Records shown Block Start
Issue #463, opened 2022-04-27
Add map tile loading indicator


reed1:
We need to show a little loading indicator on the map indicating that the layer tile images are still loading. This is especially useful for raster map with many blank areas (Sentinel-1 Flood for example) with slow internet connection. Our colleagues in Indonesia requested this feature, because when they look at rainfall extreme alerts layer (IDN Prism), they don't know if the empty map means the layer is still loading, or the layer image is loaded but it's just blank image (meaning no alerts). Let me know if there's any other way to tackle the issue

PR #464, opened 2022-04-27
Add layer loading indicator

reed1:
For issue #463 

In short, this adds a loading icon on top right side indicating map tile images are loading.
Demo URL: http://prism-r2.surge.sh/?hazardLayerId=hydra_s1&date=2022-04-23

Try panning / zooming, the loading indicator will show.

Apologize for the quirky code, but this is the approach that has the minimum performance impact I've found so far. I'll try to breakdown the issues:

1.  Originally I wanted to put `isTileLoading` to `mapStateSlice`, but as I tried, the dispatch for
```
setTileLoading: (state, { payload }: PayloadAction<boolean>) => ({
  ...state,
  isTileLoading: payload
}),
```
costs quite significant in profiler, it causes hiccup on UI. So a new state slice is created just for that map tile loading

2. `map.on('dataloading' | 'idle'...` is used manually instead of using MapboxMap props. This is because `react-mapbox-gl` is not exposing `onIdle` events. Maybe it's worth to fork the `react-mapbox-gl` library, replacing all occurrence of 'mapbox-gl' to 'maplibre-gl' and fix the discrepancies on Interfaces. Also with this, newer maplibre version (2.x) can be supported. I can work on this too if needed.

3. Manual state management on `let tileLoading = false`. The `dataloading` events will be emitted quite often from the map and apparently setting loading state from `true` value to `true` will still have noticeable impact, the scroll isn't as smooth. So the workaround is to monitor the loading manually with local variable, then only dispatch change to state when the local variable changes.


wadhwamatic:
@reed1  - why aren't we using the existing loading spinner in the center of the page?

@ericboucher  - your thoughts?

wadhwamatic:
> 2\. `map.on('dataloading' | 'idle'...` is used manually instead of using MapboxMap props. This is because `react-mapbox-gl` is not exposing `onIdle` events. Maybe it's worth to fork the `react-mapbox-gl` library, replacing all occurrence of 'mapbox-gl' to 'maplibre-gl' and fix the discrepancies on Interfaces. Also with this, newer maplibre version (2.x) can be supported. I can work on this too if needed.

@DanielJDufour - could you share your input on this?

wadhwamatic:
See issue https://github.com/WFP-VAM/prism-frontend/issues/463

reed1:
> @reed1 - why aren't we using the existing loading spinner in the center of the page?

@wadhwamatic I think it's for loading larger datasets, for loading tile images, the user should still be able to interact with map (panning & zooming), also to minimize distraction as the loading would trigger quite often

wadhwamatic:
@reed1 - I see your point about it being distracting. Another option to explore is to use the legend area and make it specific to the layer which is loading. I.e., it could be an overlay for that layer's section in the legend.

ericboucher:
@reed1 please update the surge links and add a quick video/gif demo when you get a chance.

I think the approach you took works well for now. We can always improve in the future but I think it is efficient and gets the job down, nice work. Ideally, we would want the info to be at the layer level but I understand that it can be tricky and consume a lot of resources, creating lag...

cc @wadhwamatic

src/components/MapView/TileLoadingIcon/index.tsx
```diff
@@ -0,0 +1,18 @@
...
+function TileLoadingIcon() {
+  const loading = useSelector(loadingSelector);
+  if (loading) {
+    return (
+      <div style={{ paddingTop: '0.3rem', paddingRight: '0.3rem' }}>
+        {loading && <CircularProgress size="2rem" />}
+      </div>
+    );
+  }
+  return <></>;
```
ericboucher, line 15: Can you return null instead of an empty element?

reed1:
@ericboucher @wadhwamatic I updated the approach to track loading state per layer. The loading indicator will now show on the legends

image

you can try it on : http://prism-464.surge.sh/?hazardLayerIds=hydra_s1&date=2022-06-29
thanks to automated deploy url feature..

wadhwamatic (commented):
Nice work @reed1. I tested in a few scenarios and this worked as expected. Agreed with Eric that we may improve on this in the future (I'm thinking in design terms) but this works well for now. 

Over to @ericboucher for final approval before merging

src/components/MapView/Legends/LoadingBar.tsx
```diff
@@ -0,0 +1,68 @@
...
+  const loading = loadingLayerIds.includes(layerId);
+  return (
+    <div className={classes.container}>
+      <div className={classes.lineBase} />
+      {loading && <div className={classes.line} />}
+    </div>
+  );
+}
+
+const styles = () =>
```
ericboucher, line 18: Can we simplify this style a bit now that it's stable? No big deal if not but I feel like some of this css is redundant / unused

ericboucher (approved):
Great work!
Just a minor comment on simplifying the CSS

src/components/MapView/index.tsx
```diff
@@ -427,6 +427,14 @@ function MapView({ classes }: MapViewProps) {
           dispatch(setLoadingLayerIds([...layerIds]));
         }
       }
+    };
+    map.on('dataloading', listener);
```
ericboucher, line 431: Can you explain this new changes?

wadhwamatic: @reed1 - please add some text explaining that last change, then we we can merge. thanks!

reed1:
@ericboucher @wadhwamatic

Deploy URL : http://prism-464.surge.sh/?hazardLayerIds=hydra_s1&date=2022-07-07
Here are the things that's changed.

1. I changed it back to "sourcedataloading" and "sourcedata". I thought some events was not fired, so I used "dataloading" and "data" events with sourceId filtering. But when I checked on maplibre-gl directly, it does fire "sourcedata" and "data" events at the same time. 

2. Minor issue: if we zoom in and immediately zoom out to previous zoom level, the sequence of fired events are:

move - zoom - render - dataloading (isSourceLoaded false) - sourcedataloading (isSourceLoaded false) - moveend - zoomend - render - idle

however there are no events which indicate the layer is now loaded (isSourceLoaded true). So the loading bar will continue forever. The newer version of maplibre-gl has separate sourcedataabort events fired, but also "sourcedata" events will be fired with (isSourceLoaded true) if requests are aborted. But upgrading to newer maplibre-gl is not simple process. I added idle event handler on the bottom of tracking code to workaround this issue. 

3. I removed the `<Grid container direction="column"...` on top Legends component, it seems to have issue with bar width, otherwise I need to hardcode the bar width to 180px, if the container grid is not there, the bar will fit on Legend component correctly

ericboucher:
@reed1 sounds good, can you:
- add more comments in the code
- open an issue to upgrade maplibre and explain what can be changed in your code once it's done

Thanks!

reed1:
@ericboucher sorry which part of it has to be commented ? I think I put several of them already.

As for maplibre, I think the v1.15.2 of maplibre might be the latest that is a drop-in replacement for mapbox-gl. The `sourcedataabort` was introduced in v2.1.1 https://github.com/maplibre/maplibre-gl-js/commit/1e8f75cc66a948eab89274ac139417cd5fa73001 in this PR which has many breaking changes with v1. I don't think it's still a drop-in replacement. I tried to replace build files `(dist/maplibre-gl.js)`, on v1 that is greater than 1.15.2, prism still compiles but has runtime error, on v2 it doesn't compile anymore. If we go with version 2, we might have to refactor the react-mapbox-gl library to sinchronize the interfaces.

ericboucher:
@reed1 ok this PR is go to go, can you open an issue for maplibe? Maybe @DanielJDufour will be able to help if it becomes a blocker

reed1:
@ericboucher I changed a bit on Loading bar, now it will use simple Divider on non-WMS layer. The loading for point data and admin level data is handled differently (using full screen circle progress). Or should we move all loading indicator to legends?

image

I my opinion, there's nothing wrong with the state of maplibre now, the issue is that we want to have a feature that's available on maplibre v2 (newer version) to be backported to v1 that is still a drop-in replacement for mapbox-gl so that it's still compatible with react-mapbox-gl library. Another possibility might be changing the react binding library from react-mapbox-gl (seems not maintained) to react-map-gl (still maintained and supports maplibre gl too: https://visgl.github.io/react-map-gl/docs/get-started/get-started#using-with-a-mapbox-gl-fork ).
Records shown Block End
◆ What is expected: Anywhere the listing shows the word "changes", copy the full line.

◆ Solution for this task:
3. Manual state management on `let tileLoading = false`. The `dataloading` events will be emitted quite often from the map and apparently setting loading state from `true` value to `true` will still have noticeable impact, the scroll isn't as smooth. So the workaround is to monitor the loading manually with local variable, then only dispatch change to state when the local variable changes.
ericboucher, line 431: Can you explain this new changes?
As for maplibre, I think the v1.15.2 of maplibre might be the latest that is a drop-in replacement for mapbox-gl. The `sourcedataabort` was introduced in v2.1.1 https://github.com/maplibre/maplibre-gl-js/commit/1e8f75cc66a948eab89274ac139417cd5fa73001 in this PR which has many breaking changes with v1. I don't think it's still a drop-in replacement. I tried to replace build files `(dist/maplibre-gl.js)`, on v1 that is greater than 1.15.2, prism still compiles but has runtime error, on v2 it doesn't compile anymore. If we go with version 2, we might have to refactor the react-mapbox-gl library to sinchronize the interfaces.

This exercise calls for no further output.